'Our lives are different to anyone else's. That's the exciting thing. Nobody in the universe can do what we're doing.'
Corporal Thomas Felguard opened fire on the advancing troops. With a sickening scream his pulse rifle unleashed a salvo of energy bolts. He was hiding behind a small cluster of rocks along with a handful of others from the 4th Dunedain, his regiment.
His pulsed energy deflection helmet, or 'Drachy' as they were known, registered that their allies in the 12th Dragoons had been decimated. He had feared that they wouldn't hold out - the Philippino 25th Peninsulas were far too strong for them. He'd known some good people in the 12th...
Felguard fired again and ran to new cover behind a small ridge: this part of Australia was rocky and desolate, a hell of a place to fight in. His helmet viewscreen informed him that he'd scored a solid hit with the last burst, causing severe tissue damage, internal bleeding, and a 69% possibility of serious spinal injury. The reams of information about the injured man flew up the screen almost as a blur. He'd set the data-flow rate to maximum himself: he didn't want to know.

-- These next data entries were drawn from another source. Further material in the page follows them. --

PR #138, opened 2020-06-08
Receive GPG key while publishing artifacts

rbreslow:
## Overview

We've [added](http://keyserver.ubuntu.com/pks/lookup?search=0x52D6103D31A87CB6&fingerprint=on&op=index) a new signature to the GeoTrellis public key to extend the validity of the signing subkey. 

This change set receives the latest copy of the public key at the start of the `cipublish` build stage, allowing us to "renew" the key in the future without needing to update the key pair stored in CircleCI secrets.

Additionally, this PR cleans up some things that were left behind in #120. See comments for more details around that.

### Checklist

- [ ] Description of PR is in an appropriate section of the CHANGELOG and grouped with similar changes if possible

## Testing Instructions

TBD.

Connects https://github.com/azavea/operations/issues/446


.circleci/config.yml
```diff
@@ -40,23 +40,12 @@ aliases:
...
       - image: circleci/openjdk:8-jdk
     environment:
       SCALA_VERSION: 2.11.12
 
-  - &openjdk8-scala2_12_8-environment
-    docker:
-      - image: circleci/openjdk:8-jdk
-    environment:
-      SCALA_VERSION: 2.12.8
-
```
rbreslow, line 59: Since we're not building on Scala 2.12.8, we don't need these.

.circleci/config.yml
```diff
@@ -76,27 +65,7 @@ workflows:
                 - /^(.*)$/
             branches:
               only:
-                - develop
-                - /release\/.*/
-                - /hotfix\/.*/
-                - feature/circleci
```
rbreslow, line 82: Since this repository is not git flow-enabled, it would never build on any of these branches. If we want to publish snapshots, then we could add `master` to this list, otherwise it should only publish tagged commits.

rbreslow:
@CloudNiner Could you leave a comment describing the changes that you've made relating to dependencies? I'm curious to know what happened, and think it'd be valuable for anyone who takes a look at this in the future.

build.sbt
```diff
@@ -46,10 +46,10 @@ lazy val commonSettings = Seq(
     Resolver.bintrayRepo("lonelyplanet", "maven"),
     Resolver.bintrayRepo("kwark", "maven"), // Required for Slick 3.1.1.2, see https://github.com/azavea/raster-foundry/pull/1576
     Resolver.bintrayRepo("bkirwi", "maven"), // Required for `decline` dependency
-    "locationtech-releases" at "https://repo.locationtech.org/content/repositories/releases/",
-    "locationtech-snapshots" at "https://repo.locationtech.org/content/repositories/snapshots/",
+    "eclipse-releases" at "https://repo.eclipse.org/content/groups/releases",
+    "eclipse-snapshots" at "https://repo.eclipse.org/content/groups/snapshots",
     "geosolutions" at "http://maven.geo-solutions.it/",
-    "boundless" at "https://repo.boundlessgeo.com/main/",
+    "osgeo-releases" at "https://repo.osgeo.org/repository/release/",
```
pomadchin, line 52: 1. locationtech repos migrated to eclipse
2. boundless repos migrated to osgeo

build.sbt
```diff
@@ -46,10 +46,10 @@ lazy val commonSettings = Seq(
...
     "osgeo" at "http://download.osgeo.org/webdav/geotools/",
```
pomadchin, line 53: We can also remove this repo, since it is dead now as well.

project/Dependencies.scala
```diff
@@ -21,7 +21,7 @@ object Dependencies {
   val cats           = "org.typelevel"               %% "cats-core"                   % Version.cats
   val scalactic      = "org.scalactic"               %% "scalactic"                   % Version.scalactic
   val scalatest      = "org.scalatest"               %%  "scalatest"                  % Version.scalatest % "test"
-  val jaiCore        = "javax.media"                 % "jai_core"                     % "1.1.3"
+  val jaiCore        = "javax.media"                 % "jai_core"                     % "1.1.3" from "https://repo.osgeo.org/repository/release/javax/media/jai_core/1.1.3/jai_core-1.1.3.jar"
```
pomadchin, line 24: This is the change to make sbt happy with the jai_core dep. In the new GT releases it would not be neccesary to add jai_core like this.

However, this fix does not guarantee that all builds would sucesfully download it. To guarantee it we need to exclude jai_core from all deps to avoid accidential bad resolutions. 

I experimented with it and cam to a conclusion that we can exclude all jai_core deps from all the 3d party deps and in this case we guarantee the resolution odering. [That is the fix for GeoTrellis](https://github.com/locationtech/geotrellis/blob/master/project/Settings.scala#L278).

CloudNiner: Gotcha, so I still need to add the exclude in your link to the build.sbt for vectorpipe.

pomadchin: @CloudNiner well we can live without it for now I guess

CloudNiner:
@rbreslow do @pomadchin 's inline comments answer your questions? Short version is this build.sbt defined some external repos that were moved to other locations, and jai core is a frustrating dependency where we applied geotrellis's fix here.

.circleci/config.yml
```diff
@@ -76,27 +65,7 @@ workflows:
...
-      #    filters:
-      #      tags:
-      #        only:
-      #          - /^(.*)$/
-      #      branches:
-      #        only:
-      #          - develop
-      #          - /release\/.*/
-      #          - /hotfix\/.*/
+                - jrb/receive-gpg-key
```
ColeKettler, line 68: 📌 Tacking a reminder here to remove this branch filter prior to merge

He hated that level of detail. It had nearly made him sick the first time he had gone into battle. The fact that he had caused such pain and misery. But - as he kept telling himself - it was either them or him.
It disturbed him that so many took pleasure from knowledge of the carnage they inflicted. He tried to keep out of circles like that. But it was getting more difficult. He was a conscript - hell, nearly everyone was a conscript these days. But many were now receiving the Minister for Justice's 'alterations'. They became better killers, and worse human beings.
When Corporal Thomas Felguard had joined the 4th Dunedin's regiment three years earlier, Minister Greel had suggested that he could turn the war in their favour by making his soldiers 'better equipped for battle'. Roughly translated, Felguard thought, he wanted to turn them into mindless killing machines.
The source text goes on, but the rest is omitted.